PR #12081, opened 2026-03-13
Remove separate Dart booster implementation

RAMitchell:
This PR is the next step toward removing DART as a separate booster. It aliases legacy `dart` booster selection to `GBTree`, teaches `GBTree` to load legacy DART model/config JSON directly, and removes the separate `Dart` class and registry entry. Saved models/configs are now canonicalized to `gbtree`, while old DART artifacts continue to load through the compatibility path.


trivialfis:
It would be great if you could log a warning that says one should use the `gbtree` directly with `dropout` instead of a separate `dart`.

- - -

▶ _How to complete this task_:
Return the whole listing, word for word.

▶ _Answer for the task_:
PR #12081, opened 2026-03-13
Remove separate Dart booster implementation

RAMitchell:
This PR is the next step toward removing DART as a separate booster. It aliases legacy `dart` booster selection to `GBTree`, teaches `GBTree` to load legacy DART model/config JSON directly, and removes the separate `Dart` class and registry entry. Saved models/configs are now canonicalized to `gbtree`, while old DART artifacts continue to load through the compatibility path.


trivialfis:
It would be great if you could log a warning that says one should use the `gbtree` directly with `dropout` instead of a separate `dart`.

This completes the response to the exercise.